Ну, разумеется, письмо написано осенью. Онцифор просит мать прислать ему теплые зимние вещи. Пусть мать отправит к нему «медведно» — медвежью шкуру, «михи» — меха, «веретища» — какие-то одежды, мать сама знает какие, «полъсти» — войлочные ковры. И — самое трудное место в письме! — «2 кози корякулю пятен».
На первый взгляд, это место письма как будто вполне понятно: две кожи пятнистого каракуля. Однако такое толкование сразу же натолкнулось на препятствие. Хорошо известное всем слово «каракуль», то есть дорогой мех среднеазиатского барашка, происходит от местности Каракуль возле Бухары и по своему значению, казалось бы, призвано стоять в нашем письме рядом с мехами, медвежьей шкурой и войлочными коврами. Однако в русском языке такого слова нет до очень позднего времени. Его не найти, например, в словаре В. И. Даля. А в языках народов Средней Азии, знающей каракулеводство с X века, каракуль назывался иначе. Может быть, слово «каракуль» в теперешнем значении употреблялось в русском языке изредка и в более раннее время, даже в XIV веке, но подтвердить это предположение нечем.
Возможно другое объяснение. В русском языке «каракулой» называется караковая, то есть темно-гнедая, почти вороная лошадь. «Каракулами» также назывались черные пятна у вороной лошади. А «козой» в некоторых диалектах русского языка называют мешок из шкуры, снятой с животного целиком или, как говорят, «дудкой». Не просит ли Онцифор прислать ему два таких мешка из караковых лошадиных шкур, которые в древности могли выполнять роль современных чемоданов или баулов. Если это так, что, в общем, мало вероятно, то нелегко представить себе человека, поднимающего чемоданы величиной с доброго коня.
Над Онцифоровыми «корякулями» еще потрудятся лингвисты и историки. Однако нам пора продолжить чтение его письма.
«…Вели у Максима у ключника пшенки попрошати. И диду молися, чтобы ихалы в Июриев монастир пшенки попрошал, а сди ее не надийся».
Это заключительная фраза Онцифорова письма, конец которого весь посвящен поискам «пшенки», пшенной крупы. Скажу откровенно; когда грамота № 354 была дочитана до этих слов, у всех участников экспедиции возникло сомнение, тот ли это Онцифор. Знаменитый государственный деятель, богатейший новгородский землевладелец — и вдруг разослал всю свою семью и челядь искать «пшенку»! И к Максиму-ключнику нужно за ней толкнуться. И деду неплохо бы собраться да сходить в Юрьев монастырь — может, там не откажут? Наверное, именно из-за этих сомнений первое письмо Онцифора Лукинича не включили даже в предварительную журнальную публикацию грамот 1958 года, в которой изданы куда менее значительные документы.
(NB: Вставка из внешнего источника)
PR #776, opened 2017-07-31
api: Optimize multipart upload memory usage for unknown sized stream

### LINKED ISSUE #730: optimalPartInfo() default partSize results in running out of memory

harshavardhana:
Fixes #730

### DIFF
--- a/api-put-object-multipart.go
+++ b/api-put-object-multipart.go
@@ -27,13 +27,14 @@ import (
 	"sort"
 	"strconv"
 	"strings"
+	"sync"
 
 	"github.com/minio/minio-go/pkg/s3utils"
 )
 
 func (c Client) putObjectMultipart(bucketName, objectName string, reader io.Reader, size int64,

Сомнения полностью рассеяла работа Алексея Васильевича Кирьянова, реставратора древних предметов, археолога и историка земледелия, долгие годы связанного с Новгородской экспедицией. А. В. Кирьянов, организовав экспедиционную лабораторию, обеспечившую первичную сохранность берестяных грамот и тысяч древних вещей изучал средневековое новгородское земледелие. Бывший агроном, он и в экспедиции все свободное время проводил в исследовании и подсчете добываемых из древних слоев зерен, которых за годы раскопок было найдено несколько миллионов. И вот, подсчитывая эти миллионы зерен, он смог установить судьбы разных сельскохозяйственных культур в разные века новгородской истории. Оказалось, например, что просо, которое было главной культурой в X веке, уже в XI веке стало энергично вытесняться рожью. В XII веке проса еще довольно много, хотя и меньше, чем ржи. В слоях XIII века его становится мало, а в слоях XIV и XV веков встречаются самые ничтожные количества проса. В эту эпоху пшено было дефицитным товаром, и любителям пшенной каши, даже если они принадлежали к числу государственных деятелей и крупнейших землевладельцев, не зазорно было искать его, возлагая надежды на богатейший Юрьев монастырь.
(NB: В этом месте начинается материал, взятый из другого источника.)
PR #787, opened 2017-08-15
fix: Extract region from s3-<region>.amazonaws.com

### LINKED ISSUE #785: Using IAM instance profile credentials to authenticate to S3
I'm trying to update [Gitlab's CI runner](https://gitlab.com/gitlab-org/gitlab-ci-multi-runner) to be able to use instance profile credentials (merged in to Minio with https://github.com/minio/minio-go/commit/5d7ee332f62e83d36beba669be671801180abb89) but I'm getting a 400 response back when actually trying to use it.

Looking at the HTTP Trace I can see the following:
```
---------START-HTTP---------
GET /my-bucket-name/?location= HTTP/1.1
Host: s3-eu-west-1.amazonaws.com
User-Agent: Minio (linux; amd64) minio-go/3.0.0
Authorization: AWS4-HMAC-SHA256 Credential=**REDACTED**/20170814/us-east-1/s3/aws4_request, SignedHeaders=host;x-amz-content-sha256;x-amz-date;x-amz-security-token, Signature=**REDACTED**
X-Amz-Content-Sha256: UNSIGNED-PAYLOAD
X-Amz-Date: 20170814T081701Z
X-Amz-Security-Token: **REDACTED**
Accept-Encoding: gzip
[1B blob data]
---------END-HTTP---------
```

The thing that jumps out to me is the authorization header containing `us-east-1` even though my host is `s3-eu-west-1.amazonaws.com`. I previously had it requesting `s3.amazonaws.com` and still got a 400 response back but presumed that's because my bucket is not in `us-east-1` so corrected the host that I was passing into Minio's client.

Do I need to be doing something different here to get the authorization header to use the correct region or should I actually be using `s3.amazonaws.com` as the Host (despite my bucket not being in us-east-1/standard) and then doing something else to fix that?

harshavardhana:
This PR fixes a behavior problem on our end when URLs
like `s3-<region>` are allowed we should use the region
name automatically otherwise calls like GetBucketLocation()
would fail by defaulting to `us-east-1`.

Fixes #785

### DIFF
--- a/api.go
+++ b/api.go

Мы с вами прочли первое письмо Онцифора. Кроме того, что его автор любил пшенную кашу, мы узнали о нем еще кое-что. Его письмо, посвященное хозяйственным заботам, проникнуто живыми чертами характера беспокойного человека, привыкшего вникать в каждую мелочь, все предусмотреть и приказать так, чтобы не осталось малейшей неясности в его распоряжениях.